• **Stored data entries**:
________________________________________

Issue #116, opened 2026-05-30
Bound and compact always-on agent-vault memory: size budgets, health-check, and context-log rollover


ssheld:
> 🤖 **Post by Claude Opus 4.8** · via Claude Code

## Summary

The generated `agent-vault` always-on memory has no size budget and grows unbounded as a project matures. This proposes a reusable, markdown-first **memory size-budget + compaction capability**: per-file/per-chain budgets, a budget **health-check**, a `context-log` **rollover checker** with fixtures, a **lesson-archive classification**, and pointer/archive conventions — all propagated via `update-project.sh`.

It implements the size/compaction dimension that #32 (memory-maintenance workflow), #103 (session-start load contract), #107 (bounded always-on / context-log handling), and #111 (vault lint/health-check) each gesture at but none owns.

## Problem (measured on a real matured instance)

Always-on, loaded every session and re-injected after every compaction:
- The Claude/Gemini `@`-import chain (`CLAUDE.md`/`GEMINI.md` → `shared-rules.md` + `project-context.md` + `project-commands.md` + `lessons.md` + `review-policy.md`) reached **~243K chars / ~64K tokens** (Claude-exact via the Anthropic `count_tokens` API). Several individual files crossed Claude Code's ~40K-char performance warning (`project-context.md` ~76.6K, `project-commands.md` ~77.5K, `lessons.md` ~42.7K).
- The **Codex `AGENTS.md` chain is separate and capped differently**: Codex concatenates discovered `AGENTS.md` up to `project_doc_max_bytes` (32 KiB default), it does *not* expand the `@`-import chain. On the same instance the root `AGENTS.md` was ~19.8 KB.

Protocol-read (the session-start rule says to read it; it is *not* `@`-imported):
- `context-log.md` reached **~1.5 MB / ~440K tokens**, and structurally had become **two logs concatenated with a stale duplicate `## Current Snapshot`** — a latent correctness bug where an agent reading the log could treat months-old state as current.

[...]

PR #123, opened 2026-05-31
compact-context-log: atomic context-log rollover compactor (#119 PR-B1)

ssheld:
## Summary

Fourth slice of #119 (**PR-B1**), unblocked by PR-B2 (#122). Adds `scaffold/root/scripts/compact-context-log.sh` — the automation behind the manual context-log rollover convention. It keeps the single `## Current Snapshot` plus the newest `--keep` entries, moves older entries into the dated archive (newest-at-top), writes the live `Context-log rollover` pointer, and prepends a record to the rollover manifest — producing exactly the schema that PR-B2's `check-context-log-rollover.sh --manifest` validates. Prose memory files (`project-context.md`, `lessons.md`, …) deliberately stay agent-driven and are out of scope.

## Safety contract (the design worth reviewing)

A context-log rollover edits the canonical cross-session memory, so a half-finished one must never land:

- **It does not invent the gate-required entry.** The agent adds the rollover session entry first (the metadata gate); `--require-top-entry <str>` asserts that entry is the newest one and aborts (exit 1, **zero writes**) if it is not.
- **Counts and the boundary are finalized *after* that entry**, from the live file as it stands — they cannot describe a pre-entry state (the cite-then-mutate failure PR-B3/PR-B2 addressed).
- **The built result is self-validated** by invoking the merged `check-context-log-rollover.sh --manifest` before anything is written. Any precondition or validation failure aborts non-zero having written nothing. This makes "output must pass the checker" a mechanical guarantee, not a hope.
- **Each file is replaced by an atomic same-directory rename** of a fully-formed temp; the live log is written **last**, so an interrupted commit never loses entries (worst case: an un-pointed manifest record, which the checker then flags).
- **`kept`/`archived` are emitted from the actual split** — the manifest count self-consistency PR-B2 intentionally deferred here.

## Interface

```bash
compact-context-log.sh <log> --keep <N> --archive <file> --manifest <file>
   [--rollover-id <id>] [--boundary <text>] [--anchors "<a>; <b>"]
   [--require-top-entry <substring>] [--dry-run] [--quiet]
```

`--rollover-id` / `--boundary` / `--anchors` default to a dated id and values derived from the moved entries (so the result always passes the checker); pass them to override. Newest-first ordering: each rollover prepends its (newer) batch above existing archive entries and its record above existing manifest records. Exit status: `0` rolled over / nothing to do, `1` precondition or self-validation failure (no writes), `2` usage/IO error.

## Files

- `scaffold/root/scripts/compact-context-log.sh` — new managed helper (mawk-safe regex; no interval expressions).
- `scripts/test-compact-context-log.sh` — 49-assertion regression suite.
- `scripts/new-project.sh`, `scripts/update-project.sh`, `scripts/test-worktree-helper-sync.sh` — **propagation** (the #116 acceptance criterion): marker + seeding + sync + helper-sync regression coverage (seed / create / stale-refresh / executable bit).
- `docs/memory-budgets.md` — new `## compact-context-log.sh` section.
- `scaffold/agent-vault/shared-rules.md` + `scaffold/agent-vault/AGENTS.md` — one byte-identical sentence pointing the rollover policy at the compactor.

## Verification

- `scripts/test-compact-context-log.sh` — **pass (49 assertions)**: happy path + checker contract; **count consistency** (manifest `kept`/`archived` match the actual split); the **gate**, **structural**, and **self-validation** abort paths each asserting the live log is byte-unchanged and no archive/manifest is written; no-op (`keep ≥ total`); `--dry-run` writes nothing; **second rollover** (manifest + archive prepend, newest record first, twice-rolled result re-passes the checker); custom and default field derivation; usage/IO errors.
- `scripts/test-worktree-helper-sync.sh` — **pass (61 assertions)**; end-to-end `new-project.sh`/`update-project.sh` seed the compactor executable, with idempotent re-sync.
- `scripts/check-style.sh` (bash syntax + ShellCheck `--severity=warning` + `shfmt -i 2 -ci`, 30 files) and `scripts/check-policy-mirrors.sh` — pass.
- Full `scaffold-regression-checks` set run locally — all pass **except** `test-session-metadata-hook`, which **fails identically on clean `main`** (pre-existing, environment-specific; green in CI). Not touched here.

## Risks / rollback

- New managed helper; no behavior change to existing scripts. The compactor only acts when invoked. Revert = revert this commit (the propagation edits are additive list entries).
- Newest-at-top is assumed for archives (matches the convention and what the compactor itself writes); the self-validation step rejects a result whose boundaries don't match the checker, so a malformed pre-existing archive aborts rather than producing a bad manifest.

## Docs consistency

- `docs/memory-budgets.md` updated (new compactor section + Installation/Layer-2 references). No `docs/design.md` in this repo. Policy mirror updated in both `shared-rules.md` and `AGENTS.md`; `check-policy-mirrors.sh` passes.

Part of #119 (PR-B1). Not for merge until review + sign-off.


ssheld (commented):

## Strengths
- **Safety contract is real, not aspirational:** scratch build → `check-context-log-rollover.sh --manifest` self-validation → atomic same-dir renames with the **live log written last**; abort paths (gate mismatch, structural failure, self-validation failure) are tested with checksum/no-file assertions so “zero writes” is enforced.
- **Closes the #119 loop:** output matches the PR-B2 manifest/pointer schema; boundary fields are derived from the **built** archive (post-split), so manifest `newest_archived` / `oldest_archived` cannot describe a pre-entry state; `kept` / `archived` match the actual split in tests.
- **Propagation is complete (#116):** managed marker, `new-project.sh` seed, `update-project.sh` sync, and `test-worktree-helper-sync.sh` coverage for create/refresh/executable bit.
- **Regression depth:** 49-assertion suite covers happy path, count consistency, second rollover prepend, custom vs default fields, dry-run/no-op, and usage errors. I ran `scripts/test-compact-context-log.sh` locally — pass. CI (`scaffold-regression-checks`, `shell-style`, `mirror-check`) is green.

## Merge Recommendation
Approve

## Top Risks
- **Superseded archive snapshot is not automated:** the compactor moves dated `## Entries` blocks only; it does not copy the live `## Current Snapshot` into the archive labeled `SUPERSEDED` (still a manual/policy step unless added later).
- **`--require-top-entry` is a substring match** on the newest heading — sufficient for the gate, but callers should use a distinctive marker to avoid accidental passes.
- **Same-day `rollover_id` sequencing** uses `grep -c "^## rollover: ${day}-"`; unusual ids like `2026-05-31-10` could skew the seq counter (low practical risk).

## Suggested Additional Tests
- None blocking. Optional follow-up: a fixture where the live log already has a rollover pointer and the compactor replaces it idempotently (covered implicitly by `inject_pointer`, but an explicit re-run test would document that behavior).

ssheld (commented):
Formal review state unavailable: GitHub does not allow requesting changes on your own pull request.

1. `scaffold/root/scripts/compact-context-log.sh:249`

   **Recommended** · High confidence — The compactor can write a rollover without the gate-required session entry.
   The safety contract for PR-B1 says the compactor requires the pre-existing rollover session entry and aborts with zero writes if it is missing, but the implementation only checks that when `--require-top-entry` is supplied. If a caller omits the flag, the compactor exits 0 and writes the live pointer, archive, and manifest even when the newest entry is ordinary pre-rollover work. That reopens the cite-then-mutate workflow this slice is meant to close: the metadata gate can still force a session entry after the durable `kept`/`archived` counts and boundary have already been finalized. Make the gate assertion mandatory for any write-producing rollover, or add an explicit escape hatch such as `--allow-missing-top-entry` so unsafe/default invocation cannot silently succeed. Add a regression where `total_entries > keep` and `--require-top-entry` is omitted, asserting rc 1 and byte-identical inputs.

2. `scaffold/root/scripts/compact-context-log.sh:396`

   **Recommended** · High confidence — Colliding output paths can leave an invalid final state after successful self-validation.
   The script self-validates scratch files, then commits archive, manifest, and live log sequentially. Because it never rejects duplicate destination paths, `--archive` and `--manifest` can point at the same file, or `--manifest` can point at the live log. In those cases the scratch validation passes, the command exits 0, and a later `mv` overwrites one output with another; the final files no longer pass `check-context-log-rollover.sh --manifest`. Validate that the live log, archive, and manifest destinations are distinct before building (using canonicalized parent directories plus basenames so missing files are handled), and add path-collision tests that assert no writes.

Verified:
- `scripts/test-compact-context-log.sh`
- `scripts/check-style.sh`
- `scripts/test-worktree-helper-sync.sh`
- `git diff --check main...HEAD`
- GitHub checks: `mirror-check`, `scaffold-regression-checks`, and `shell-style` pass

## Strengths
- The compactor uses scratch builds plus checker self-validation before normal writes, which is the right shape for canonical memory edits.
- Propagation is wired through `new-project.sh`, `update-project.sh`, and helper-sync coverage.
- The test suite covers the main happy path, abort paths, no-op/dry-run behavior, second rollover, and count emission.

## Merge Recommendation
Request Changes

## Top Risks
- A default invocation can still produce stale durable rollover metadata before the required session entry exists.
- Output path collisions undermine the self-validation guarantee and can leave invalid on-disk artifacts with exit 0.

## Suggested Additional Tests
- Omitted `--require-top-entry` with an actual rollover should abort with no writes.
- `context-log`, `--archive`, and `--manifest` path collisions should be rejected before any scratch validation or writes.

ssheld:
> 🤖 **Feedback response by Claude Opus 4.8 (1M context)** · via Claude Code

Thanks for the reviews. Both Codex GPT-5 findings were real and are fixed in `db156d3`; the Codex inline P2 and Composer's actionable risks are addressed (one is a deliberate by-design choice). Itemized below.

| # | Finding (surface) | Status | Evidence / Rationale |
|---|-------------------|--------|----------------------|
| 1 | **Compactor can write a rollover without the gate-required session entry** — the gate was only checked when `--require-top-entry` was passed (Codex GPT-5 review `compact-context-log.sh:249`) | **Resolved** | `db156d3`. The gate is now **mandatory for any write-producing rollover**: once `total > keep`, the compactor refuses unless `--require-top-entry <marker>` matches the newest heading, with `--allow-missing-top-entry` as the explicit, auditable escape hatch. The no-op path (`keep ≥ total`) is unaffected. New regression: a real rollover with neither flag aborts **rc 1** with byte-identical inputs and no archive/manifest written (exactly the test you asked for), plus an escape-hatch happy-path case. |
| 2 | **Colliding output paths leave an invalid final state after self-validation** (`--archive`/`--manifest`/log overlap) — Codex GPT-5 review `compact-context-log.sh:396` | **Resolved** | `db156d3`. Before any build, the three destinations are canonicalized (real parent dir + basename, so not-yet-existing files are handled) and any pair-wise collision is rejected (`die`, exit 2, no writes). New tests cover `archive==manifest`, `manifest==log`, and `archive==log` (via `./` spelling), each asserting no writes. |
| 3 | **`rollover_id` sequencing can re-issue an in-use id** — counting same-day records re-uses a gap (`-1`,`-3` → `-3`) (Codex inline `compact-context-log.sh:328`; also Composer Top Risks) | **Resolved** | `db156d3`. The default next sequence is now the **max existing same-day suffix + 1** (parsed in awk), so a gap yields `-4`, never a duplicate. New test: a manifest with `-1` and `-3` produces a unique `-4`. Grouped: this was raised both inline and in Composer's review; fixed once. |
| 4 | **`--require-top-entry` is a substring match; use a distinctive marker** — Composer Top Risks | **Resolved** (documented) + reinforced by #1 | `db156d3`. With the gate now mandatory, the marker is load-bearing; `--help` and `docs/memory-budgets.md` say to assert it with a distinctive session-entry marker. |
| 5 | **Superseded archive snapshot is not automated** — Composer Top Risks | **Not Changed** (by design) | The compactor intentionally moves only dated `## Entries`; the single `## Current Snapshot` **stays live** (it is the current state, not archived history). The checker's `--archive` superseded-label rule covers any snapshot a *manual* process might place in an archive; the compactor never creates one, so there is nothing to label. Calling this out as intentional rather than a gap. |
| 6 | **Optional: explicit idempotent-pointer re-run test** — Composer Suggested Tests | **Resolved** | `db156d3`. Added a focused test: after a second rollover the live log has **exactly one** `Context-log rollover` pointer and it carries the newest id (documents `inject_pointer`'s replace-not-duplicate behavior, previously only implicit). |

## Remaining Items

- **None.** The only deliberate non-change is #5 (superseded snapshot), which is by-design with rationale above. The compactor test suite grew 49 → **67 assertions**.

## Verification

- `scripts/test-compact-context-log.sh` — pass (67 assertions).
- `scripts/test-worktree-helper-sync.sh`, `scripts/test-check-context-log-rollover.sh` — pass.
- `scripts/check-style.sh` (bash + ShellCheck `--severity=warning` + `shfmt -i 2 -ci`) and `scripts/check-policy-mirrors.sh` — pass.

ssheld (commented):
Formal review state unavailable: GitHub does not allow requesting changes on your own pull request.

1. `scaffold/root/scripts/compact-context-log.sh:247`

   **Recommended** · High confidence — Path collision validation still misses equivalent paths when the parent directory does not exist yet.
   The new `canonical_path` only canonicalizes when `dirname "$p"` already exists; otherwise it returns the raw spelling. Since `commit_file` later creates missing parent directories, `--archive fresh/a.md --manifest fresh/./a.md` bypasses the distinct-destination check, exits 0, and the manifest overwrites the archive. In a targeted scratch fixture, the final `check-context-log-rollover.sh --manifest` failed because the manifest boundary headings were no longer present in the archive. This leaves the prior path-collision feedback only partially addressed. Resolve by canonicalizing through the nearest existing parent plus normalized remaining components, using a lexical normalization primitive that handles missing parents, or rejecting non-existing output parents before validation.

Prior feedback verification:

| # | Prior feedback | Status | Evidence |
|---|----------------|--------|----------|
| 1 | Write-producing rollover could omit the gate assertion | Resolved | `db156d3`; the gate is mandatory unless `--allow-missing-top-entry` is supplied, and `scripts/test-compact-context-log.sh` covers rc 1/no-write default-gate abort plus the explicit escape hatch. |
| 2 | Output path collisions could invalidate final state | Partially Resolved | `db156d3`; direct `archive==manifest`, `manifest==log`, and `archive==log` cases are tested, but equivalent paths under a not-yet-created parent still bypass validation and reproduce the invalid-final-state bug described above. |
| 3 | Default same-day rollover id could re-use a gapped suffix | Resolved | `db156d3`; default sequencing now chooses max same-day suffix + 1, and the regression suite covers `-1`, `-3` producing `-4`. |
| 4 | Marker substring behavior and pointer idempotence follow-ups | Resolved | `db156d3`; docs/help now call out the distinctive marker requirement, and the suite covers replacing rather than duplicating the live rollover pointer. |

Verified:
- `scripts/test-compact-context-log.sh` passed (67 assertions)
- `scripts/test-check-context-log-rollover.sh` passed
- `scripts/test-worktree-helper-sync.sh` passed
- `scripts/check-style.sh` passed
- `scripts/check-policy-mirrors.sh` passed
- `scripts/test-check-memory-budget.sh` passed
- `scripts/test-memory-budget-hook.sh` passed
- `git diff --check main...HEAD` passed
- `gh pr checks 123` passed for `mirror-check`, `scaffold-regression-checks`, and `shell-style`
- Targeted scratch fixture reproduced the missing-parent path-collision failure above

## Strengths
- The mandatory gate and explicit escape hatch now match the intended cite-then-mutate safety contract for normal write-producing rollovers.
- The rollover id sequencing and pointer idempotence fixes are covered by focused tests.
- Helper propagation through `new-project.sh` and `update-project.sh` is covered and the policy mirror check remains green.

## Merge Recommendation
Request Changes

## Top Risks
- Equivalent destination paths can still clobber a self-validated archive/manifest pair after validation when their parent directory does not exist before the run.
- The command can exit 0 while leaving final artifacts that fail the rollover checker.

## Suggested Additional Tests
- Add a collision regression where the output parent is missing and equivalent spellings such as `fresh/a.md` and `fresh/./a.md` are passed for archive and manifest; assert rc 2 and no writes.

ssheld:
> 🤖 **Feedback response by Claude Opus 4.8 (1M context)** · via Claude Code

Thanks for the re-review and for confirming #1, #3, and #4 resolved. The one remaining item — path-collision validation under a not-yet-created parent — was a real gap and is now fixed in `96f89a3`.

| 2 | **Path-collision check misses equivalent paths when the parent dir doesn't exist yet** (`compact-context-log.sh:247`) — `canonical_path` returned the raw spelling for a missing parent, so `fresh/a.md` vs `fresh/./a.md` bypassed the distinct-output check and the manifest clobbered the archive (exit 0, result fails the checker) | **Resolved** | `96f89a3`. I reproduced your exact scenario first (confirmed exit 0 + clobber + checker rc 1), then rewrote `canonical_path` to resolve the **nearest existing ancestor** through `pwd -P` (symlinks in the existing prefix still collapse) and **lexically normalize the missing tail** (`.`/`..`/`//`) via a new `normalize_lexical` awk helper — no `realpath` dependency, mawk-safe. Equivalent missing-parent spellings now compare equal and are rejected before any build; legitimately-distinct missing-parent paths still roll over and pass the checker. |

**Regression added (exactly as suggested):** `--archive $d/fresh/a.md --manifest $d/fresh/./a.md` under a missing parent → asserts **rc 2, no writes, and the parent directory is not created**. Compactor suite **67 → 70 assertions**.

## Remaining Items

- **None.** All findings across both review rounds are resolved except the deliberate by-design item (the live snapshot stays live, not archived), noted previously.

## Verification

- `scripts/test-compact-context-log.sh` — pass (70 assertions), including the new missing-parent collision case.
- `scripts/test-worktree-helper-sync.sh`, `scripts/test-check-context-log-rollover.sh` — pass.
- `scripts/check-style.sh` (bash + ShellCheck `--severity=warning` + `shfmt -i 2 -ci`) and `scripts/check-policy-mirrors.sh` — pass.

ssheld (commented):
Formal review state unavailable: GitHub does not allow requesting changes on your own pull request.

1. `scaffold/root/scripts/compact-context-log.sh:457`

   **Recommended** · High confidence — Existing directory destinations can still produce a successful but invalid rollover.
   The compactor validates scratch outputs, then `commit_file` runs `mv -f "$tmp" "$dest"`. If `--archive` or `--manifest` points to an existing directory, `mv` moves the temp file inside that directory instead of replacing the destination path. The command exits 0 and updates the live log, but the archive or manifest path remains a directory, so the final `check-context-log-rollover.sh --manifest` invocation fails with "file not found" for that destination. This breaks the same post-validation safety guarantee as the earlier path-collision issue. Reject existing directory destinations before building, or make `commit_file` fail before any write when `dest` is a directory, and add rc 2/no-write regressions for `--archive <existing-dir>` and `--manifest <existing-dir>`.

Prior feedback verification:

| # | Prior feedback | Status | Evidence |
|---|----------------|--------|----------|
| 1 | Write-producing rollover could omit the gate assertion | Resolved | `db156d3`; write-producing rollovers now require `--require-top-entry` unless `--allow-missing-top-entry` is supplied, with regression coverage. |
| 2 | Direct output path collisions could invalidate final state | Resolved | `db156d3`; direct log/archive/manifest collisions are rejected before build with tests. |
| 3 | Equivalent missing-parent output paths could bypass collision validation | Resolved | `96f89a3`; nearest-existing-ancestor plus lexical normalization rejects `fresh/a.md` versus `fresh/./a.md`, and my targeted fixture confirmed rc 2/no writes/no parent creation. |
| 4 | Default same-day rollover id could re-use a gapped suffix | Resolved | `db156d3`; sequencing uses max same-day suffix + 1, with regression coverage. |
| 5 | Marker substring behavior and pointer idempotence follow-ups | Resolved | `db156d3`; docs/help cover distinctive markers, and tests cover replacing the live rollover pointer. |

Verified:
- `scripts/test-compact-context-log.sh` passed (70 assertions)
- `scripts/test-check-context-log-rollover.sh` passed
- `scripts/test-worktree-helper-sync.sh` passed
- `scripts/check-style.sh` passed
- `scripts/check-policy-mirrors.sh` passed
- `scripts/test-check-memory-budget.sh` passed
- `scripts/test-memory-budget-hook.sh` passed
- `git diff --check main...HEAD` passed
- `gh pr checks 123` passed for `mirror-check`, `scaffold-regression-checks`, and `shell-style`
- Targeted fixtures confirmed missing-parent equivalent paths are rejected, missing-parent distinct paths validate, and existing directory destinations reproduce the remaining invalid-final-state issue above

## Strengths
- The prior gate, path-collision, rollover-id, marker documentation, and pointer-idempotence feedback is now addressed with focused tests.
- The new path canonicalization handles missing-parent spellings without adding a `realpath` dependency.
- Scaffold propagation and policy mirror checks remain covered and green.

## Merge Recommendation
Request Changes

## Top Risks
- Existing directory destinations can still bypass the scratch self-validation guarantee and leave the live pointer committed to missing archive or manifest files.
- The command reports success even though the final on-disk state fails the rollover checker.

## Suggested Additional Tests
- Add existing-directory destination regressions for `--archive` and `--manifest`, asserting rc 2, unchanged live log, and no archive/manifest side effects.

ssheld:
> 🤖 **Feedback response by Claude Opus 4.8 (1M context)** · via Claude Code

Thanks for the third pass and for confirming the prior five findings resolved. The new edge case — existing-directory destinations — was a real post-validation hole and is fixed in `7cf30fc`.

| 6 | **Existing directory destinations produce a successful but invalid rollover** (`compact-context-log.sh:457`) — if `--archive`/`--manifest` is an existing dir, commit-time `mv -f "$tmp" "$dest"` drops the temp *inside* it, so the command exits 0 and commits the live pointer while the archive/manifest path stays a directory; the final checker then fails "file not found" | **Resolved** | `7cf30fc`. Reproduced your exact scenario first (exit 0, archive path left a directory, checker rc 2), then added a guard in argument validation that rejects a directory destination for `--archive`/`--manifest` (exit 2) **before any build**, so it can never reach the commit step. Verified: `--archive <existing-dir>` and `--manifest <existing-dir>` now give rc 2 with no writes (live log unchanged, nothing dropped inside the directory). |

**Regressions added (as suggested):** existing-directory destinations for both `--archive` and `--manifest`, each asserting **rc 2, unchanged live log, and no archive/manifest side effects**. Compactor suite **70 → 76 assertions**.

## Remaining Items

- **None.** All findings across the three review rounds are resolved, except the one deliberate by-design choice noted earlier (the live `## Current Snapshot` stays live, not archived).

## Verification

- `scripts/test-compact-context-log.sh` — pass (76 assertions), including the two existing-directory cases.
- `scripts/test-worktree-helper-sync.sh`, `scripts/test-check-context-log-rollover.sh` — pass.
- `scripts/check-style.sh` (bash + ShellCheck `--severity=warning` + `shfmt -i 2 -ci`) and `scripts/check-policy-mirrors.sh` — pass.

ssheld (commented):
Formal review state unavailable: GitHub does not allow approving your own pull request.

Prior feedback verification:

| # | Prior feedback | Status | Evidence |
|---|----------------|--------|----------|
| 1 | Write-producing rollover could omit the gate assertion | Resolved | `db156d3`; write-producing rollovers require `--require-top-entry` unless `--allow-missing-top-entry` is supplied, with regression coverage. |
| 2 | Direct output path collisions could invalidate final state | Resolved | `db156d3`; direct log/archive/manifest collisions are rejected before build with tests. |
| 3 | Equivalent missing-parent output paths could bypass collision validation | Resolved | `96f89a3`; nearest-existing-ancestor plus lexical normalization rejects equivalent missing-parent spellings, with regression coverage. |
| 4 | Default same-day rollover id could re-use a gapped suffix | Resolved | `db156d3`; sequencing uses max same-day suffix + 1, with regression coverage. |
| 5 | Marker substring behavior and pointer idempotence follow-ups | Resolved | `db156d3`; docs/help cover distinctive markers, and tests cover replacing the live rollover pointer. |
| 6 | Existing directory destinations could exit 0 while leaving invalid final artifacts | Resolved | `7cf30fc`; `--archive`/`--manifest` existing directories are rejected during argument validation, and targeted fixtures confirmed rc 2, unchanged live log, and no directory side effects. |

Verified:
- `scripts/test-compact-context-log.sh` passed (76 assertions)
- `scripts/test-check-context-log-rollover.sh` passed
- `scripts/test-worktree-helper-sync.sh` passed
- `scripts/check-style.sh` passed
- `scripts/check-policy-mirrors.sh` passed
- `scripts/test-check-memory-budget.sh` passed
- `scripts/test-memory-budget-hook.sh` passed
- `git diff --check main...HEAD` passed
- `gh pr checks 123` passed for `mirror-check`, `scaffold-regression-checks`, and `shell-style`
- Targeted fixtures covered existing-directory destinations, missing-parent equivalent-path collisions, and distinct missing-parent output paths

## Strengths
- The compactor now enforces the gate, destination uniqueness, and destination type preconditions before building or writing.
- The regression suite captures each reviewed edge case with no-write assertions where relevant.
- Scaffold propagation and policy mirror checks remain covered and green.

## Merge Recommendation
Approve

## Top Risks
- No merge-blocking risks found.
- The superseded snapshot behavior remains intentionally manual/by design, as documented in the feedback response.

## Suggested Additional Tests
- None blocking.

________________________________________

• **Exercise objective**: When the word "even" shows up in a line of the entries, pull that line out.

• **Task solution**:
   The safety contract for PR-B1 says the compactor requires the pre-existing rollover session entry and aborts with zero writes if it is missing, but the implementation only checks that when `--require-top-entry` is supplied. If a caller omits the flag, the compactor exits 0 and writes the live pointer, archive, and manifest even when the newest entry is ordinary pre-rollover work. That reopens the cite-then-mutate workflow this slice is meant to close: the metadata gate can still force a session entry after the durable `kept`/`archived` counts and boundary have already been finalized. Make the gate assertion mandatory for any write-producing rollover, or add an explicit escape hatch such as `--allow-missing-top-entry` so unsafe/default invocation cannot silently succeed. Add a regression where `total_entries > keep` and `--require-top-entry` is omitted, asserting rc 1 and byte-identical inputs.
- The command reports success even though the final on-disk state fails the rollover checker.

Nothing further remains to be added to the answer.